:: Available records

Issue #9128, opened 2025-06-23
Uncommitted Changes don't respond initially, but then even show other project's changes across restarts


Byron:
### Version

Version 0.14.35 (20250620.070100)

### Operating System

macOS

### Distribution Method

dmg (Mac OS - Apple Silicon)

### Describe the issue

It's very strange, but the file `Releases.md` isn't even in the [small.zip](https://github.com/user-attachments/files/20856354/small.zip) project.

<img width="730" alt="Image" src="https://github.com/user-attachments/assets/db47b46d-37a9-4bb9-b345-c056353625b6" />

### How to reproduce

* Open the `small` project
* note that worktree changes aren't tracked, it's like filesystem monitoring isn't working even though it triggering an action
* go to another project and observe a worktree change there
* go back to `small` and notice that the last seen worktree changes persist
* restart the application and note that the worktree changes persist

### Relevant log output (Optional)

```shell

```

Byron:
Probably this is only a problem with strange branch configurations like in my test repository, but in case it's not, CC @estib-vega .

Byron:
Removing `.git/gitbutler/but.sqlite` does the trick.

The problem is a broken database migration which prevents the app from seeing any workspace update.

PR #9137, opened 2025-06-23
more robust app startup in the light of database failures

Byron:
Helps to make #9128 more obvious by allowing `set_project_active` to check for possible errors.

### Tasks

* [x] implementation
* [x] test UI and see if this can be a popup.
* [ ] @estib-vega the is_exclusive check doesn't seem to kick in in my testing and I don't know why. Maybe it's the application caching this value somehow?

### DIFF
--- a/Cargo.lock
+++ b/Cargo.lock
@@ -3277,6 +3277,7 @@ dependencies = [
  "backtrace",
  "but-action",
  "but-core",
+ "but-db",
  "but-graph",
  "but-hunk-assignment",
  "but-hunk-dependency",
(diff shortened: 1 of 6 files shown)


Byron:
@krlvi I think this is a good way of dealing with the kind of error we discovered in #9128, and I'd hope @estib-vega could move it over the finishing line.

And even though I have seen the new error on database corruption…
Screenshot 2025-06-23 at 15 05 18


…I have not seen this popup anymore for some reason that is probably me being very stupid somewhere.

Screenshot 2025-06-23 at 15 05 52

Thanks for your help with this @estib-vega (the branch is in the gitbutler repo so you can take it over).

krlvi:
So it will automatically move the file in case of an error like this? I like it!

Byron:
Yes, it's the same logic as used for `projects.json`, and adapted so that bubbles up to the UI.
It's also in the logs for good measure :).

krlvi (approved):

PR #9162, opened 2025-06-25
Update sveltey deps

Caleb-T-Owens:


estib-vega:
It seems that this update broke the deployments to `gitbutler-web` on Vercel.

https://community.vercel.com/t/svelte-builds-fail-file-etc-ssl-certs-does-not-exist/13231

PR #9191, opened 2025-06-27
Fix git prune killing oplog

Caleb-T-Owens:


krlvi:
OMG such a great find! How did you find it?

PR #9193, opened 2025-06-27
DB-hook experiment.

Byron:
Here is an example on how to do update hooks.
However, it turns out these only work for same-process changes.

Possible avenues would be to implement polling, but that makes it hard to detect updates, while additions and deletions would be quite straightforward.
It's also quite inefficient to do polling, but maybe with our table sizes it would be alright.

Brute force we could just compare the entire table stable.

### Tasks

* [x] try `update_hook()` - doesn't work, not inter-process
* [x] sample brute-force implementation per table
* [x] remove `rusqlite` as `libsqlite3-sys` is enough.

### Notes for the reviewer

* Only tested with `cargo run -p but-testing -- --app-suffix nightly -d -C /Users/byron/dev-gb/gitbutler watch-db` - it detected assignment changes correctly.
* If this really becomes a cornerstone of the application, it *should* be changed to watching timestamps on the databsae instead, or at least be gated by that.


crates/but-testing/src/command/mod.rs
```diff
@@ -469,6 +470,22 @@ pub async fn watch(args: &super::Args) -> anyhow::Result<()> {
     }
     Ok(())
 }
+pub fn watch_db(args: &super::Args) -> anyhow::Result<()> {
+    let (_repo, project) = repo_and_maybe_project(args, RepositoryOpenMode::General)?;
+    let project = project.context("Couldn't find GitButler project in directory, needed here")?;
+    let mut ctx = CommandContext::open(&project, AppSettings::default())?;
+    let db = ctx.db()?;
+    let rx = db.poll_changes(
+        ItemKind::Actions | ItemKind::Assignments | ItemKind::Workflows,
```
krlvi, line 479: I wonder - do we gain anything performance wise by not checking certain tables? For example assignments are set from the same process (the gui app) so in theory we only care about actions and workflows. Or is it just about the same amount of work?

Byron: This command wants to check everything for testing purposes. But other subscribers can register for a subset and that will impose less work.
To me this implementation is just something that seems to work for now, and that should probably be revised once it acts up.

estib-vega (approved):

PR #9194, opened 2025-06-27
ai client: Prefer the GB client credentials

estib-vega:
When using the actions, prefer the GB client credentials


krlvi:
I wonder why though - if a user has openAI configured, nothing wrong with it, and may even be less running cost

estib-vega:
> I wonder why though - if a user has openAI configured, nothing wrong with it, and may even be less running cost

This is more of a band-aid fix.
Ideally, this reads what you have configured as the source and not just what api keys are available.
Both can be available at the same time

estib-vega:
I can fix it properly in a bit

krlvi:
no rush - i was just curious

PR #9210, opened 2025-06-30
Commit flow fixes and tests: Your commit goes here position and commit selection after creation

estib-vega:
### Description

- ~~Select the new commit automatically after successful creation~~.
- Pass the selected commit ID as the parent when creating a new commit.
- Improve commit flow tests to verify commit parent correctness and UI behavior.
- Set commit row test IDs to their parent commits for better test accuracy.
- Ensure "Your commit goes here" position is correctly asserted in tests.
- Select stack ID when clicking on one of its commits.
- Add an alias for the GitHub API umbrella interceptor for cleaner code.

### DIFF
--- a/apps/desktop/cypress/e2e/commitActions.cy.ts
+++ b/apps/desktop/cypress/e2e/commitActions.cy.ts
@@ -1,6 +1,7 @@
 import { clearCommandMocks, mockCommand } from './support';
 import MockBackend from './support/mock/backend';
 import { PROJECT_ID } from './support/mock/projects';
+import BranchesWithChanges from './support/scenarios/branchesWithChanges';
 import LotsOfFileChanges from './support/scenarios/lotsOfFileChanges';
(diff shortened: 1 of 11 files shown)


krlvi:
> Select the new commit automatically after successful creation.

I wonder - is this desirable though? It introduces content shift... and arguably not needed?

estib-vega:
> > Select the new commit automatically after successful creation.
> 
> I wonder - is this desirable though? It introduces content shift... and arguably not needed?

Good point.
The intention is that when you're committing multiple times in the same branch, not having the auto-select would make it so that the user would have to manually click on the parent.

Content shift is also not great, though.

I'll get rid of that for now, and then we can take a closer look at the workflow for creating multiple commits in a row

krlvi:
I think we used to have this and we took it out at some point because it was feeling un-ergonomic

PR #9226, opened 2025-06-30
Fix the performance issue of the DB subscription

estib-vega:
Make the DB watcher fast by creating tokio async threads and only subscribing (and unsubscribing) to the DB when setting the project active
  
- Removed unnecessary Rustend and frontend database-related code and services.
- Updated DB watcher to instantiate when setting the default project, terminating any active watcher before starting a new one.
- Introduced async polling for item changes using Tokio, replacing synchronous polling with an efficient async task.
- Refactored DB watcher to use async polling, improving performance and preventing UI blocking.


estib-vega:
During manual testing this, I noticed that even when creating the watcher thread when the project was set didn't improve things.

So what I did was to create tokio-async version of the polling thread (similar to how the file watcher does) to see if that made it faster and **it did**!

This works for me in dev, but any other improvements to this are very much welcome

estib-vega:
We should release in any case before merging this

crates/but-db/src/poll.rs
```diff
@@ -87,4 +89,141 @@ impl DbHandle {
             })?;
         Ok(rx)
     }
+
+    /// Register async polling at `interval` for any `kind` of data and return a channel to be informed about the changes
+    /// for the respective kind. Uses async tokio task and channel for efficiency.
+    pub fn poll_changes_async(
```
Byron, line 95: The sync/threaded version can now probably be removed. The CLI uses it, but either it's changed to `async` which is already done there, or it's removed entirely. No problem, it was just for showing that it works, but that can now be seen in other ways as well.

apps/desktop/src/routes/[projectId]/workspace/+page.svelte
```diff
@@ -33,16 +27,6 @@
 	const firstStack = $derived(firstStackResult.current.data);
 	const stackResult = $derived(stackId ? stackService.stackById(projectId, stackId) : undefined);
 
-	// Start watching the database for changes.
```
Comment (Byron) [inline apps/desktop/src/routes/[projectId]/workspace/+page.svelte:36]: Maybe there is a plan for this commented out section?

Byron (approved):
Thanks for hailing me :)!

And sorry for the os-threaded initial implementation, I had no clue it would end up being integrated into the user interface. Also it's good to know that anything with threads that isn't working so well with `tauri` and its `tokio` based concurrency.

With that said, I think this is a good copy of all the mechanism that the filesystem watcher employs, and it seems to work the same.

Personally I think that, at least compared to the os-threaded version, there is much more needed, seemingly, to interrupt a task and that's a little strange, but now is not the time to question this.

apps/desktop/src/routes/[projectId]/workspace/+page.svelte
Comment (estib-vega) [reply apps/desktop/src/routes/[projectId]/workspace/+page.svelte:36]: No need, this change removes these previously commented out lines

crates/but-db/src/poll.rs
estib-vega: I'll leave it for now, just to have this in the CLI

PR #9231, opened 2025-07-01
fix auto-commit and improve it

estib-vega:
Fix the auto-commit workflow and add some improvements on top.

- fix: Use the v2 stacks call to get the data about the applied stacks, this used to be broken because it would be able to find empty branches
- Improvement: Commit tool creates a branch is none is found.
    This speeds up the workflow by reducing a two-tool call operation to one
- Improvement: Tool failures won't stop a workflow, we just encode the tool error into the response

### DIFF
--- a/crates/but-tools/src/workspace.rs
+++ b/crates/but-tools/src/workspace.rs
@@ -1,9 +1,11 @@
 use std::sync::Arc;
 
-use but_graph::VirtualBranchesTomlMetadata;
+use but_workspace::ui::StackEntry;
 use gitbutler_command_context::CommandContext;
 use gitbutler_oplog::{OplogExt, SnapshotExt};
+use gitbutler_stack::{PatchReferenceUpdate, VirtualBranchesHandle};
 use schemars::{JsonSchema, schema_for};
+use serde_json::json;
 
 use crate::emit::EmitStackUpdate;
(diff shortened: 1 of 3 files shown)


crates/but-tools/src/workspace.rs
```diff
@@ -122,43 +239,69 @@ pub fn create_commit(
...
 
 fn stacks(
     ctx: &CommandContext,
     repo: &gix::Repository,
 ) -> anyhow::Result<Vec<but_workspace::ui::StackEntry>> {
-    let meta = VirtualBranchesTomlMetadata::from_path(
-        ctx.project().gb_dir().join("virtual_branches.toml"),
-    )?;
-    but_workspace::stacks_v3(repo, &meta, but_workspace::StacksFilter::InWorkspace)
+    but_workspace::stacks(
```
krlvi, line 249: You can do 
```rust
    if ctx.app_settings().feature_flags.ws3 {
        let meta = ref_metadata_toml(ctx.project())?;
        but_workspace::stacks_v3(&repo, &meta, filter.unwrap_or_default())
    } else {
        but_workspace::stacks(&ctx, &project.gb_dir(), &repo, filter.unwrap_or_default())
    }
    .map_err(Into::into)
    ```
    and this way the code will be transitioned smoothly when ws3 si ready

PR #12326, opened 2026-02-11
fix(linux): 'Show in File Manager' fails with 'Invalid path format' error

### LINKED ISSUE #12272: 'Show in File Manager' throws 'Invalid path format' error

themavik:
## Summary

- On Linux, right-clicking a file and selecting "Show in File Manager" fails with `Invalid path format` / `relative URL without a base` error
- Root cause: `show_in_finder` called `open_that()` with a plain filesystem path, but `open_that()` validates input as a URL via `Url::parse()` which rejects paths lacking a URL scheme
- Fix: refactored to separate URL validation from system-handler invocation, so Linux file manager opening bypasses URL validation while keeping AppImage env var cleaning

## Problem

The `open_that()` function was designed for URLs (http/https/vscode/etc.) and uses `Url::parse()` for validation. When `show_in_finder()` on Linux passed a filesystem path like `/home/user/Projects/Launcher/Launcher` to it:

1. `Url::parse("/home/user/Projects/...")` fails — plain paths aren't valid URLs
2. Error: `Invalid path format: '/home/user/Projects/Launcher/Launcher'` caused by `relative URL without a base`

macOS and Windows were unaffected because they use direct `Command::new("open")` / `Command::new("explorer")` calls that accept filesystem paths natively.

## Fix

Extracted the common AppImage-safe process spawning logic into `open_with_cleaned_env()`:

- `open_that()` — validates URL scheme, then delegates to `open_with_cleaned_env()` (for `open_url` command)
- `open_with_cleaned_env()` — opens any target (URL or path) via the `open` crate with cleaned environment variables
- Linux `show_in_finder` now calls `open_with_cleaned_env()` directly, bypassing URL validation

## Test plan

- [ ] On Linux: right-click a file in changed files list → "Show in File Manager" should open the parent directory
- [ ] On Linux: verify URLs still open correctly (e.g. clicking PR links, opening in editor)
- [ ] Verify no regressions on macOS/Windows file manager opening

Fixes #12272

### DIFF
--- a/crates/but-api/src/legacy/open.rs
+++ b/crates/but-api/src/legacy/open.rs
@@ -6,8 +6,49 @@ use but_api_macros::but_api;
 use tracing::instrument;
 use url::Url;
 
-pub(crate) fn open_that(path: &str) -> anyhow::Result<()> {
-    let target_url = Url::parse(path).with_context(|| format!("Invalid path format: '{path}'"))?;
+/// Environment variable names that need cleaning when spawning subprocesses
+/// on Linux to avoid AppImage path contamination.
+const APPIMAGE_ENV_VARS: &[&str] = &[
+    "APPDIR",
+    "GDK_PIXBUF_MODULE_FILE",
+    "GIO_EXTRA_MODULES",
+    "GIO_EXTRA_MODULES",
+    "GSETTINGS_SCHEMA_DIR",
+    "GST_PLUGIN_SYSTEM_PATH",
+    "GST_PLUGIN_SYSTEM_PATH_1_0",
+    "GTK_DATA_PREFIX",
+    "GTK_EXE_PREFIX",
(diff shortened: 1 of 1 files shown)


Byron (changes requested):
Thanks a lot for giving it a shot!

#12352 seems to be another attempt at a fix. And while refactors are appreciated, I think they should definitely get their own commit so it's easier to know what to review more closely.

In any case, let's check with @Caleb-T-Owens on how to proceed here, while putting a ping on @slarse radar as it looks like a test on Linux would be good.

Byron:
Closed as duplicate of [12352](https://github.com/gitbutlerapp/gitbutler/pull/12352).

::::

_What is required_
Of the entries listed above, reproduce only the lines starting at the line containing "AppImage path contamination." and ending at the line containing "In any case, let's". Include both, exactly as they stand.

_Exercise output_
+/// on Linux to avoid AppImage path contamination.
+const APPIMAGE_ENV_VARS: &[&str] = &[
+    "APPDIR",
+    "GDK_PIXBUF_MODULE_FILE",
+    "GIO_EXTRA_MODULES",
+    "GIO_EXTRA_MODULES",
+    "GSETTINGS_SCHEMA_DIR",
+    "GST_PLUGIN_SYSTEM_PATH",
+    "GST_PLUGIN_SYSTEM_PATH_1_0",
+    "GTK_DATA_PREFIX",
+    "GTK_EXE_PREFIX",
(diff shortened: 1 of 1 files shown)


Byron (changes requested):
Thanks a lot for giving it a shot!

#12352 seems to be another attempt at a fix. And while refactors are appreciated, I think they should definitely get their own commit so it's easier to know what to review more closely.

In any case, let's check with @Caleb-T-Owens on how to proceed here, while putting a ping on @slarse radar as it looks like a test on Linux would be good.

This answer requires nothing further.